There are no strobed laptops (at the moment), so these are predominantly sample-and-hold by design.

60fps at 120Hz looks like 60fps at 60Hz. But because of those fine-granularity VSYNC events, 60fps can stutter a bit more unless you intentionally adjust settings (e.g. use graphics driver 1/2 VSYNC, or switch refresh rate downwards to 60 Hz via control panel).

Now, if you have a FreeSync compatible laptop panel, framerates look identical to perfectly VSYNC’d refresh rates, e.g. 53fps looks like perfect 53 Hz VSYNC ON, and 72.5fps looks like perfect 72.5Hz VSYNC ON, if you’ve got FreeSync or G-SYNC enabled. (It’s a good single-framedrop stutter eraser technology, demonstration at www.testufo.com/vrr …) … So for a FreeSync laptop panel, just run at 60fps and it’s already automatically smooth 60Hz, and any framerate error will usually be a lot more stutter-free.

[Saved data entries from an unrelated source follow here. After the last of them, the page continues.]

PR #587, opened 2018-01-31
Upload blueprint command

uriwygo:
Upload blueprint command should be without the -p flag. 
It can be uploaded either from an unzip file which you pass with the blueprint upload command: cfy blueprints upload -b BLUEPRINT_NAME  BLUEPRINT_YAML_FILE_PATH
Or by passing the command with -n flag that will indicate the blueprint's file in the zip file (can be zip from URL or from the VM)

### DIFF
--- a/content/manager/upload-blueprint.md
+++ b/content/manager/upload-blueprint.md
@@ -16,7 +16,7 @@ From the Cloudify command-line interface, you can upload your blueprint to Cloud
 
 The following is an example of `upload`:
 {{< gsHighlight  bash >}}
-$ cfy blueprints upload -b BLUEPRINT_ID -p BLUEPRINT_FILE_LOCATION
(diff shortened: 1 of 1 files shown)


content/manager/upload-blueprint.md
```diff
@@ -16,7 +16,7 @@ From the Cloudify command-line interface, you can upload your blueprint to Cloud
 
 The following is an example of `upload`:
 {{< gsHighlight  bash >}}
-$ cfy blueprints upload -b BLUEPRINT_ID -p BLUEPRINT_FILE_LOCATION
+$ cfy blueprints upload -b BLUEPRINT_ID -n BLUEPRINT_FILE_LOCATION URL_TO_BLUEPRINT_ARCHIVE
```
bmansheim: The explanation before this says "If you have downloaded cloudify-nodecellar-example from github..." so it looks like we just have to remove the -n from the command because it assumes that you already downloaded it to the manager.

What do you think?

uriwygo:
The -n flag works also if you give the URL zip, so you don't need to
download the zip file to the VM

PR #596, opened 2018-02-01
Deleted cluster host-ip flag

uriwygo:
Join cluster process could be without the host-ip flag. Moreover, when I tried to pass the flag in the join command it failed. Does it a supported command?


tehasdf:
@uriwygo that flag still exists in 4.3 and seems to work for me. How did it break?

PR #655, opened 2018-03-01
system resources page 4.3 update

edenpessach:


content/manager_webui/plugins-snapshots-page.md
```diff
@@ -10,20 +10,22 @@ The appearance of this page depends on your permissions. Only an `admin` can vie
 
 ## Plugins
 
-Plugins are tenant-specific because a blueprint on one tenant cannot access a plugin on a different tenant.  The Plugins table provides a list of all plugins that have been uploaded to the current tenant. For information about using default plugins or creating your own, [click here]({{< relref "plugins/overview.md" >}}).
+Plugins are tenant-specific by default unless uploaded as global-specific and therefore a blueprint on one tenant cannot access a plugin on a different tenant usually.  The Plugins table provides a list of all plugins that have been uploaded and available at the current tenant. For information about using default plugins or creating your own, [click here]({{< relref "plugins/overview.md" >}}).
```
bmansheim: How's this:
By default, [plugins]({{< relref "plugins/overview.md" >}}) are tenant-specific, meaning that a blueprint on one tenant cannot access a plugin on a different tenant. You can also [set a plugin as global]({{< "cli/plugins.md" >}}) when you upload it to the manager. The Plugins table lists the plugins are available to the current tenant.

content/manager_webui/plugins-snapshots-page.md
```diff
@@ -70,8 +72,8 @@ Depending on your requirements, the tenant may be prepared according to one of t
 
 ### Deleting a Snapshot
 
-1.  In the Snapshots widget, click the List icon on the far right of the snapshot entry that you want to delete.
-2. Click **Delete** to delete the snapshot from Cloudify Manager.
+1.  In the Snapshots widget, click the trashbin icon on the far right of the snapshot entry that you want to delete.
```
bmansheim: trashbin > trash bin
It would be better to use the icon instead of the name, such as:
... click [ ] for the snapshot entry that you want to delete.

content/manager_webui/plugins-snapshots-page.md
edenpessach: Sounds good, but without the link to the cli page.. this is the web interface docs, they can upload plugins in the ui as well

content/manager_webui/plugins-snapshots-page.md
edenpessach: I don't know how to show the icon here, if it's possible then I agree it's better

PR #658, opened 2018-03-01
Update secret store page with cli and web ui examples

inbala:


inbala:
There isn't a need, just thought it'll look nicer.
But maybe it should be consistent with other pages.

bmansheim:
Can you remove the <br> and put all of the lines in the paragraph together?

PR #661, opened 2018-03-04
Docs Check-Up

EarthmanT:
We need to have someone from R&D review this. I'm not sure if the information here is very old or very new. But it is surely very unclear and incomplete.

### DIFF
--- a/content/blueprints/import-resolver.md
+++ b/content/blueprints/import-resolver.md
@@ -9,54 +9,25 @@ weight: 1700
 
 An import resolver can be used to resolve imports during blueprint parsing.
 
-The Cloudify parser can accept different resolver implementations.
-It's possible to use Cloudify's default import resolver or to specify a new implementation that inherits from [AbstractImportResolver](https://github.com/cloudify-cosmo/cloudify-dsl-parser/blob/master/dsl_parser/import_resolver/abstract_import_resolver.py#L23)
+The Cloudify parser can accept different resolver implementations. It's possible to use Cloudify's default import resolver or to specify a new implementation that inherits from [AbstractImportResolver](https://github.com/cloudify-cosmo/cloudify-dsl-parser/blob/4.3/dsl_parser/import_resolver/abstract_import_resolver.py#L31)
 class and implements:
 
 * resolve(import_url) - returns the content of the resolved import URL.
-	* This method is called by the fetch_import method (implemented by the [AbstractImportResolver](https://github.com/cloudify-cosmo/cloudify-dsl-parser/blob/master/dsl_parser/import_resolver/abstract_import_resolver.py#L23)
+	* This method is called by the fetch_import method (implemented by the [AbstractImportResolver](https://github.com/cloudify-cosmo/cloudify-dsl-parser/blob/4.3/dsl_parser/import_resolver/abstract_import_resolver.py#L31)
 	class) during the imports parsing process, on each import URL that starts with `http`, `https` or `ftp`.
-
-# Declaration
-
-The resolver configuration is located in the manager blueprint under the cloudify configuration:
-{{< gsHighlight  yaml  >}}
-node_templates
-  ...
-  manager:
-    properties:
-      cloudify:
-        ...
-        import_resolver:
-          implementation: my_module.my_resolver:MyImportResolver
-          parameters:
-            param1: value1
-            param2: value2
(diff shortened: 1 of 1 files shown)


content/blueprints/import-resolver.md
```diff
@@ -9,54 +9,25 @@ weight: 1700
 
 An import resolver can be used to resolve imports during blueprint parsing.
 
-The Cloudify parser can accept different resolver implementations.
-It's possible to use Cloudify's default import resolver or to specify a new implementation that inherits from [AbstractImportResolver](https://github.com/cloudify-cosmo/cloudify-dsl-parser/blob/master/dsl_parser/import_resolver/abstract_import_resolver.py#L23)
+The Cloudify parser can accept different resolver implementations. It's possible to use Cloudify's default import resolver or to specify a new implementation that inherits from [AbstractImportResolver](https://github.com/cloudify-cosmo/cloudify-dsl-parser/blob/4.3/dsl_parser/import_resolver/abstract_import_resolver.py#L31)
```
bmansheim: Try not to use 's.
It's possible to use > You can use
use Cloudify's default import resolver > either:
- use the default import resolver
- use the Cloudify default import resolver

content/blueprints/import-resolver.md
```diff
@@ -9,54 +9,25 @@ weight: 1700
...
-[The default import resolver](https://github.com/cloudify-cosmo/cloudify-dsl-parser/blob/master/dsl_parser/import_resolver/default_import_resolver.py#L28)
+[The default import resolver](https://github.com/cloudify-cosmo/cloudify-dsl-parser/blob/4.3/dsl_parser/import_resolver/default_import_resolver.py#L28)
 is a default implementation of an import resolver.
-<br>This resolver is initialized with the ``rules`` parameter, which can be used later to replace import URL's prefix with another prefix
-and resolve the new URL (with the altered prefix).
 
-Each rule in the ``rules`` list is expected to be
-a dictionary with one (key, value) pair.
-Each rule represents a prefix and its replacement, which can be used to resolve the import URL.
+<br>This resolver is initialized with the ``rules`` parameter, which can be used later to replace import URL's prefix with another prefix and resolve the new URL (with the altered prefix).
```
bmansheim: Try not to use <br>.
This resolver starts with the ``rules`` parameter that you can also use to replace the import URL prefix with another prefix and resolve the new URL (with the altered prefix).

content/blueprints/import-resolver.md
```diff
@@ -9,54 +9,25 @@ weight: 1700
...
 
-The resolver will go over the rules in order to find a matching rule.
-For each matching rule, the resolver will replace the prefix denoted by the rule's key with the rule's value.
-The resolver will then attempt to resolve the new URL.
-If resolving is successful, the resolver will return the content of the resolved URL, otherwise it will try the next rule.
+Each rule in the ``rules`` list is expected to be a dictionary with one (key, value) pair. Each rule represents a prefix and its replacement, which can be used to resolve the import URL.
```
bmansheim: which can be used > that you can use

content/blueprints/import-resolver.md
```diff
@@ -9,54 +9,25 @@ weight: 1700
...
 
-If there aren't any rules, none of the rules matches or
-none of the prefix replacements could be resolved,
-the resolver will try to use the original URL.
+The resolver will go over the rules in order to find a matching rule. For each matching rule, the resolver will replace the prefix denoted by the rule's key with the rule's value. The resolver will then attempt to resolve the new URL. If resolving is successful, the resolver will return the content of the resolved URL, otherwise it will try the next rule.
```
bmansheim: Avoid "will"
The resolver looks at the rules to find a matching rule. For each matching rule, the resolver replaces the prefix denoted by the rule key with the rule value. The resolver attempts to resolve the new URL. If it successfully resolves, the resolver returns the content of the resolved URL. If it fails to resolve, it tries the next rule.

content/blueprints/import-resolver.md
```diff
@@ -9,54 +9,25 @@ weight: 1700
...
+
+If there aren't any rules, none of the rules matches or none of the prefix replacements could be resolved, the resolver will try to use the original URL.
```
bmansheim: If there are no rules, no matching rules or none of the prefix replacements resolve, the resolver uses the original URL.

PR #673, opened 2018-03-05
Add Insights widget docs

bmansheim:


bmansheim:
stage-docs.getcloudify.org/insights-widget/manager_webui/insights-widget/

qooban:
@talisela Insights widget is not a part of official Cloudify. Not sure, but maybe it's here: https://github.com/mistio/Cloudify-UI-Widget-boilerplate/tree/master/widgets/Insights
Do we want to add it to *cloudify-stage*?

bmansheim:
@qooban You're right. We'll put it somewhere else.

bmansheim:
Moved insights information to the manager section. Over the next couple of months we'll revamp the structure of the docs and find a better place to put this.

qooban:
@bmansheim For me it does not matter where that will be placed. We should only be sure that it is described as a widget which is not built-in in all versions.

Either way, as a nutshell, you get 60fps 60Hz experience with the following:

1. Play your game at 60fps (well-framepaced without 1/120sec framepacing error);
2. Or Play your game at 60fps via 1/2 VSYNC via driver setting;
3. Or Play your game with your 120Hz laptop LCD temporarily switched to 60Hz;
4. Or Play your game with FreeSync enabled at a 60fps cap

All the above should produce identical motion quality to 60fps 60Hz, but item (1) will be more likely to have stutters if the framepacing has enough error (1/120sec errors) so that a 60fps frame may show for 3 refresh cycle and the next 60fps frame may show for 1 refresh cycle (instead of 2 each). In that case, visible stutter will appear.

Item 4 may occasionally show visible stutter if frame pacing error is significant enough, but 1ms framepacing errors will generally be invisible as it will just show specific refresh cycles “1ms late” rather than stuttering 8.3ms (!/120sec) to the next refresh cycle.

The most reliable moves will be item #2 but may be slightly higher latency than the other options (equalling to 60fps 60Hz VSYNC lag, rather than the other moves that is more likely to get the 60fps frame refreshed in a mere 1/120sec)

The driver-and-display cooperation is playing a role here, as well as the velocity of the display refresh (1/60sec or 1/120sec) for the various different routes/options.

If you play casually rather than professionally you probably won’t notice any lag; even the worst lag option with typical 120Hz laptop LCDs here will typically be less laggy than, say, a typical 60 Hz plasma or 60 Hz OLED television display.